In an odd way, it was the realization that I will never have another tiny baby that made me sad. It's not about the clothes at all.
So, as I worked at my task, J wandered over to me. He now has two favorite words: no and why. I love both of them, because they mean he's developmentally where he should be, challenging and questioning everything about his world. Until he asks me "why?" over and over and I run out of answers. This serves me right for all the questions I asked as a child.
J: "Mama, what doin'? What doin', Mama?"
Me: "I'm sorting through your baby clothes. These are the clothes you and M wore when you were tiny."
Me: "Why am I going through the clothes?"
J: "Why, Mama?"
Me: "I'm going through the clothes so we can give some away."
Me: "Because we don't need them any more."
Me: "You're big, not tiny any more. You and M can't fit in these clothes."
J: "Why, Mama?"
Me: (Sigh...) "Because you grew."
I held up a tiny onesie, one that I'm keeping for J. It's the size of my hand. It shows how small three pounds really is. I held it up for J and told him that when he was little he could actually wear this onesie.
He looked at it, he looked at me, and then he ran off. The conversation was over. And he has no idea what I'm talking about. For him, the idea that he was ever tiny makes no sense. He still lives in the here and now. The past is too far gone for him to appreciate, especially a past he can't remember.
But, some days I feel haunted by his past. His past was the one that marked me, changed me, shifted everything in my life. His past is the one that terrifies me with what ifs. Now I know so much more than I knew then. Thank goodness I had no idea how fragile his life was.
What if that tiny baby hadn't lived?
I know one day he'll be bigger. One day he'll have more perspective. One day he'll have his own big babies, and he'll be amazed by the trinkets I've saved from the NICU. That onesie will shock him when I hold it up, a witness to how tiny he really was.
But, now? Now, it means nothing. J and I are oceans apart. All he knows is being big and healthy. He can't imagine that he was ever separated from me, that he ever lived in a hospital, that his life was anything other than it is now.
And I keep imagining him as that baby, that tiny, fragile, fit-in-your-pocket baby.
I'm glad he doesn't know what I know. Actually, I hope he never knows. I want him to know his story. I want him to read the journal I wrote just for him. I want him to grow up knowing he's special, that his life has meaning and purpose. I want him to sift through the trinkets I've saved, the microscopic blood pressure cuffs and the tee-niny hospital ID bracelet. I want him to appreciate where his journey began, and I hope that he'll love that his mother and father tried so hard to make the most of his first days in the world, though they were spent in a hospital. Maybe he'll even read these words.

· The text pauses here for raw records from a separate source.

PR #1221, opened 2026-09-18
Fix convert_from_dapr_duration silently accepting an empty string

magic-peach:
# Description

`convert_from_dapr_duration`'s validity check was `not matched or matched.lastindex == 0`, but `re.Match.lastindex` is `None`, never `0`, when no group matched. So an empty or otherwise ungrouped duration string silently parsed to `timedelta(0)` instead of raising. Fixed by checking `matched.lastindex is None`.

## Issue reference

Please reference the issue this PR will close: N/A, self-discovered while reviewing this file, no existing issue filed.

## Checklist

* [x] Code compiles correctly
* [x] Created/updated tests


CasperGN (approved):
Approved.

`re.Match.lastindex` is `None` when no group participated in the match, never `0`, so the `matched.lastindex == 0` arm was unreachable. Every group in `DAPR_DURATION_PARSER` is optional, so an empty string matched trivially and `convert_from_dapr_duration('')` returned `timedelta(0)` instead of raising `ValueError`. Checking `is None` is the right fix and the added test pins the empty-string case.

Nit, non-blocking: `exeception_context` is misspelled in the new test.

PR #1224, opened 2026-09-20
Guard against a None RpcError details in DaprWorkflowClient.get_workflow_state

magic-peach:
# Description

The sync DaprWorkflowClient.get_workflow_state checks `if 'no such instance exists' in error.details():` with no None check. `RpcError.details()` returns None for connection-level failures such as UNAVAILABLE, where the sidecar is unreachable and there is no trailing metadata from the server. That crashes with an opaque `TypeError: argument of type 'NoneType' is not iterable` instead of the intended "Unhandled RPC error" log and re-raise.

The async client (aio/dapr_workflow_client.py) already guards this correctly with `if error.details() and 'no such instance exists' in error.details():`. This brings the sync client in line with it.

## Issue reference

N/A, self-discovered while auditing workflow client error handling, no existing issue filed. The only related issue is #745 (closed), which is a different failure mode (the original "not found" string match).

## Checklist

* [x] Code compiles correctly
* [x] Created/updated tests


CasperGN (approved):
Approved.

`RpcError.details()` returns `None` for connection-level failures such as UNAVAILABLE, so `'no such instance exists' in error.details()` raised `TypeError: argument of type 'NoneType' is not iterable` and masked the intended log-and-reraise. The async client in `aio/dapr_workflow_client.py` already guards this the same way, so this removes a divergence between the two clients rather than adding new behaviour. Test covers the UNAVAILABLE path with `details=None`.

PR #465, opened 2024-04-18
[clj] serialize bigdecs as other type, for cross-platform compatibility.

### LINKED ISSUE #466: Handling of BigDecimal
I wanted to add further clarification to the importance of #465, because I realized there was not already an open issue about it.

We have an application where the server (clj) wants to send a serialized datascript database to the client (cljs).  The database contains values that are BigDecimals.

Currently, datascript treats `number?` [the same way in clj and cljs](https://github.com/tonsky/datascript/blob/826781bc0348590f3fc5c9013321d8af25a4a989/src/datascript/serialize.cljc#L142), but clojurescript has no concept of a BigDecimal.

#465 allows the `freeze-fn` and `thaw-fn` to handle BigDecimals.  In our case, we have a cljs thaw-fn that decodes BigDecimal into [decimal.js](https://github.com/MikeMcl/decimal.js) types, and this is working for us in our app.

aiba:
This is required if you have a server (clj) serialized datascript DB that is deserialized by a client (cljs).  Since cljs does not have a notion of bigdec, it has to be handled specially be the `thaw-fn`.  Fixes #466

### DIFF
--- a/src/datascript/serialize.cljc
+++ b/src/datascript/serialize.cljc
@@ -138,6 +138,7 @@
                       (cond
                         (string? v)  v
                         #?@(:clj [(ratio? v) (write-other v)])
+                        #?@(:clj [(decimal? v) (write-other v)])
                         
                         (number? v)  
                         (cond


tonsky:
Thanks! Done

Issue #474, opened 2024-06-20
:db.fn/call returning entity without :db/id fails (regression in 1.7.0)


DerGuteMoritz:
Returning an entity from a `:db.fn/call` without an explicit `:db/id` doesn't work anymore since 1.7.0 but did still work in 1.6.5.

That is, the following test:

```clojure
(deftest test-entity-returned-from-db-fn-without-id
  (let [conn   (d/create-conn {})
        _      (d/transact! conn [[:db.fn/call (fn [db]
                                                 [{:foo "bar"}])]])
        db     @conn]
    (is (= #{[1 :foo "bar"]} (tdc/all-datoms db)))))
```

Passes on 1.6.5 but fails on 1.7.0 with the following error:

```
ERROR in (test-entity-returned-from-db-fn-without-id) (db.cljc:1253)
Uncaught exception, not in assertion.
	datascript.test.transact/fn--15645 	test/datascript/test/transact.cljc	:480
	datascript.conn/transact!          	src/datascript/conn.cljc          	:111
	datascript.conn/transact!          	src/datascript/conn.cljc          	:115
	datascript.conn/-transact!         	src/datascript/conn.cljc          	:86
	clojure.core/swap!                 	core.clj                          	:2369
	datascript.conn.Conn/swap          	conn.cljc                         	:11
	datascript.conn.Conn/swap*         	conn.cljc                         	:11
	clojure.core/apply                 	core.clj                          	:669
	datascript.conn/-transact!/fn--6013	src/datascript/conn.cljc          	:88
	datascript.conn/with               	src/datascript/conn.cljc          	:29
	datascript.db/transact-tx-data     	src/datascript/db.cljc            	:1923
	datascript.db/transact-tx-data-impl	src/datascript/db.cljc            	:1873
	datascript.db/transact-add         	src/datascript/db.cljc            	:1591
	datascript.db/entid-strict         	src/datascript/db.cljc            	:1261
	datascript.db/entid                	src/datascript/db.cljc            	:1253
ExceptionInfo: Expected number or lookup ref for entity id, got nil {:error :entity-id/syntax, :entity-id nil}
```

Cause bisected down to 3915250.

tonsky:
Fixed in 1.7.1

PR #475, opened 2024-06-20
Fix :db.fn/call returning entity without :db/id

DerGuteMoritz:
Potential fix for #474, not sure if ideal.


tonsky:
Yeah, it’s great. Thanks!

PR #477, opened 2024-07-20
fix: error when find-datom on empty-db

RCmerci:
`d/find-datom` will throw an error when calling on an empty-db.
Is this behavior by design or a mistake?

``` clojure
> (d/find-datom (d/empty-db {:age {:db/index true}}) :eavt)
Execution error (NullPointerException) at me.tonsky.persistent-sorted-set/seek (persistent_sorted_set.clj:51).
Cannot invoke "me.tonsky.persistent_sorted_set.Seq.seek(Object)" because "seq" is null
```

I expect it to return `nil` when an empty-db is used as arg to `find-datom`.


tonsky:
Thanks! Pushed 1.7.3

PR #479, opened 2024-10-13
Patch es6 iterators not having Symbol.iterator function

### LINKED ISSUE #249: JS Iterator protocol for entries
The README indicates that `entity` implements the ES6 Map interface. However it's not actually iterable because it doesn't implement the iterable protocol. To do so, an `entity` must also have the method `Symbol.iterator` as a computed method.

For example, using the node repl, you can test this:

```
e = d.entity(db, 1);
[...e.keys()] // TypeError: e.keys(...) is not iterable
[...e.values()] // TypeError: e.values(...) is not iterable
[...e] // TypeError: e is not iterable
```

Basically this function is missing:

```
e[Symbol.iterator]
```

And for each of the objects returned by `keys`, or `values` or `entries`.

kasbah:
closes #249

This should probably be fixed in Clojurescript itself but I'm out of my depth here already (I am a Clojure noob).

But, do I want the man whom J will become to ever know what his mother and father actually felt? Never. I hope he has big babies. I hope he rejoices in his big babies, and I hope he never has to see them in a hospital.
I hope his babies are so big that they skip newborn onesies. I hope J's wife complains that her babies didn't even wear all their newborn clothes. I hope I'll smile to myself and think about how J was six months old and wearing his newborn clothes. I'll think about that first onesie he wore, the one his daughter can't even fit on her doll. And I'll be so glad for him.
In some ways, I hope J and I are always oceans apart.